8 Chi‐square distribution (Figure 4.8)The Chi‐squared distribution is used primarily in hypothesis testing (see appropriate sections in Inferential Analysis) due to its close relationship to the normal distribution and is also a component of the definition of the t‐distribution and the F‐distribution (see below). In the simplest terms, the Chi‐squared distribution is the square of the standard normal distribution. The Chi‐squared distribution is used in Chi‐squared tests of independence in contingency tables used for categorical data (see Pearson's Chi‐squared test, Chapter 21), to determine how well an observed distribution of data fits with the expected theoretical distribution of the data if the variables are independent and in Chi‐squared tests for variance in a population that follows a normal distribution.Figure 4.8 The Chi‐square distribution. The probability density function for the Chi‐squared distribution with 1 (bold solid line), 2 (thin solid line), 5 (dashed line), and 10 (dotted line) degrees of freedom. X‐axis values indicate Chi‐squared (χ 2) and Y‐axis indicates probability (see also Appendix A.4).

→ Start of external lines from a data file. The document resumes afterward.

Issue #6139, opened 2025-03-24
pipe_through pipeline should always be first in scope


chrismccord:

josevalim:
I added some notes somewhat related to this here: 133e3b435bae0cd0ae02f8b078cf8703c402ffe1

SteffenDE:
So should we change this then since it is documented now?

josevalim:
I think having any route before is likely a pitfall that we should avoid anyway.

PR #6297, opened 2025-06-12
Add deprecation warning for pipe_through called after routes

chrismccord:
## Summary

Addresses issue #6139 by adding a deprecation warning when `pipe_through` is called after routes are defined in a router scope.

## Problem

Previously, developers could call `pipe_through` after defining routes, which led to confusing behavior where only routes defined *after* the `pipe_through` call would have the pipelines applied. This was a common source of confusion.

## Solution

- **Backwards Compatible**: Added deprecation warning instead of breaking change
- **Clear Guidance**: Comprehensive warning message with before/after examples  
- **Robust Implementation**: Tracks route definitions per scope and warns appropriately

### Core Implementation
- **`lib/phoenix/router/scope.ex`**: Added `has_routes?` field to track when routes are defined and issue warnings in `pipe_through/2`

### Test Coverage  
- **`test/phoenix/router/pipe_through_deprecation_test.exs`**: 7 comprehensive test cases covering all warning scenarios

## Example Warning Output

```
[warning] Calling pipe_through/1 after defining routes is deprecated and may not work as expected.

Routes defined before pipe_through/1 will not have the specified pipelines applied.
Move all pipe_through/1 calls to the beginning of the scope block.

Current scope has routes defined, but pipe_through [:browser] was called after them.

Instead of:
  scope "/" do
    get "/", HomeController, :index      # This route won't get :browser pipeline
    pipe_through [:browser]              # Called too late
    get "/users", UserController, :index # This route gets :browser pipeline
  end

Do this:
  scope "/" do
    pipe_through [:browser]              # Call first
    get "/", HomeController, :index      # Both routes get :browser pipeline
    get "/users", UserController, :index
  end
```

## Testing

- ✅ All new tests pass (7/7)
- ✅ All existing router tests pass
- ✅ No breaking changes - existing code continues to work
- ✅ Warning is appropriately triggered in existing test suite

This provides a smooth migration path for users while preventing the common pitfall that confused developers.

### DIFF
--- a/lib/phoenix/router/scope.ex
+++ b/lib/phoenix/router/scope.ex
@@ -14,7 +14,8 @@ defmodule Phoenix.Router.Scope do
             private: %{},
             assigns: %{},
             log: :debug,
-            trailing_slash?: false
+            trailing_slash?: false,
+            has_routes?: false
 
   @doc """
   Initializes the scope.
@@ -32,6 +33,10 @@ defmodule Phoenix.Router.Scope do
     unless is_atom(plug) do
       raise ArgumentError, "routes expect a module plug as second argument, got: #{inspect(plug)}"
     end
+
+    # Mark that we have routes defined in this scope
+    top = get_top(module)
+    put_top(module, %{top | has_routes?: true})
 
     top = get_top(module)
     path = validate_path(path)
@@ -120,7 +125,35 @@ defmodule Phoenix.Router.Scope do
   """
   def pipe_through(module, new_pipes) do
     new_pipes = List.wrap(new_pipes)
-    %{pipes: pipes} = top = get_top(module)
+    %{pipes: pipes, has_routes?: has_routes?} = top = get_top(module)
+
+    # Issue deprecation warning if routes have already been defined
+    if has_routes? do
+      require Logger
+
+      Logger.warning("""
+      Calling pipe_through/1 after defining routes is deprecated and may not work as expected.
+
+      Routes defined before pipe_through/1 will not have the specified pipelines applied.
+      Move all pipe_through/1 calls to the beginning of the scope block.
+
+      Current scope has routes defined, but pipe_through #{inspect(new_pipes)} was called after them.
+
+      Instead of:
+        scope "/" do
+          get "/", HomeController, :index      # This route won't get :browser pipeline
+          pipe_through [:browser]              # Called too late
+          get "/users", UserController, :index # This route gets :browser pipeline
+        end
+
+      Do this:
+        scope "/" do
+          pipe_through [:browser]              # Call first
+          get "/", HomeController, :index      # Both routes get :browser pipeline
+          get "/users", UserController, :index
+        end
+      """)
+    end
 
     if pipe = Enum.find(new_pipes, &(&1 in pipes)) do
       raise ArgumentError,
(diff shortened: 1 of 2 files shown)


lib/phoenix/router/scope.ex
```diff
@@ -33,6 +34,10 @@ defmodule Phoenix.Router.Scope do
       raise ArgumentError, "routes expect a module plug as second argument, got: #{inspect(plug)}"
     end
 
+    # Mark that we have routes defined in this scope
+    top = get_top(module)
+    put_top(module, %{top | has_routes?: true})
+
```
SteffenDE, line 40: I assume we can skip the second get_top call in line 41?

```suggestion
    # Get the top scope and mark that we have routes defined
    top = %{get_top(module) | has_routes?: true}
    put_top(module, top)
```

pipe_through_analysis.md
```diff
@@ -0,0 +1,33 @@
...
+4. Update error message to guide users to proper usage
+
+## Files to Modify
+- `lib/phoenix/router.ex` - Add validation logic
+- `test/phoenix/router/routing_test.exs` - Add test cases
+
+## Test Cases Needed
+- ✅ Valid: `pipe_through` before any routes
+- ❌ Invalid: `pipe_through` after routes defined
+- ❌ Invalid: Multiple `pipe_through` calls with routes in between
```
SteffenDE, line 33: Let's remove that file?

test/mix/tasks/phx.gen.presence_test.exs
```diff
@@ -1,4 +1,4 @@
-Code.require_file "../../../installer/test/mix_helper.exs", __DIR__
+Code.require_file("../../../installer/test/mix_helper.exs", __DIR__)
```
SteffenDE, line 1: Those changes are unrelated, can we undo them? Same with phx.gen.presence itself.

We should mix format the whole repository at some point.

lib/phoenix/router/scope.ex
```diff
@@ -120,7 +125,35 @@ defmodule Phoenix.Router.Scope do
...
   def pipe_through(module, new_pipes) do
     new_pipes = List.wrap(new_pipes)
-    %{pipes: pipes} = top = get_top(module)
+    %{pipes: pipes, has_routes?: has_routes?} = top = get_top(module)
+
+    # Issue deprecation warning if routes have already been defined
+    if has_routes? do
+      require Logger
+
+      Logger.warning("""
```
SteffenDE, line 134: Aren't deprecation warnings usually done with `IO.warn`?

test/phoenix/router/pipe_through_deprecation_test.exs
```diff
@@ -0,0 +1,191 @@
...
+      end)
+
+      # Test that routing still works
+      conn = call(Phoenix.Router.PipeThroughDeprecationTest.TestRouter7, :get, "/first")
+      assert conn.status == 200
+      assert conn.resp_body == "users index"
+
+      conn = call(Phoenix.Router.PipeThroughDeprecationTest.TestRouter7, :get, "/second")
+      assert conn.status == 200
+      assert conn.resp_body == "users show"
```
SteffenDE, line 188: I assume it should actually check that it is called?

```suggestion
      assert conn.resp_body == "users show"
      assert conn.assigns.browser_called
```

SteffenDE (commented):
Note that @josevalim added a route in tests that now has that warning as well, that's why the current tests are flaky.

test/phoenix/router/pipe_through_deprecation_test.exs
```diff
@@ -0,0 +1,191 @@
+defmodule Phoenix.Router.PipeThroughDeprecationTest do
```
josevalim, line 1: We should not have a new test file only for this and the tests can definitely be shorter. We only need to check for the warning, no need to for the other success cases.

SteffenDE:
Please reopen if necessary.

9 Student‐t distribution (Figure 4.9)The Student t‐distribution is derived from the Chi‐square and normal distributions. The distribution is symmetrical and bell‐shaped, very much like the Normal Distribution (see Figure 4.7) but with greater area under the curve in the tails of the distribution. The t‐distribution arises when the mean of a set of data that follows a normal distribution is estimated where the sample size is small and the population standard deviation (σ) is unknown. As the sample size increases so the t‐distribution approximates more closely to the standard normal distribution. The t‐distribution plays an important role in assessing the probability that two sample means arise from the same population, in determining the confidence intervals for the difference between two population means (see Chapters 11 and 12) and in linear regression analysis (see Chapter 20).
10 F distribution (Figure 4.10)The F distribution (named after Sir Ronald Fisher, who developed the F distribution for use in determining the critical values for the Analysis of Variance (ANOVA) models; see Chapters 15, 16 and 17) is a function of the ratio of two independent random variables (each of which has a Chi‐square distribution) divided by its respective number of Degrees of Freedom. It is used in several applications including assessing the equality of two or more population variances and the validity of equations following multiple regression analysis. The F‐distribution has two very important properties; first, it is defined for positive values only (this makes sense since all variance values are positive!), and second, unlike the t‐distribution, it is not symmetrical about its mean but instead is positively skewed.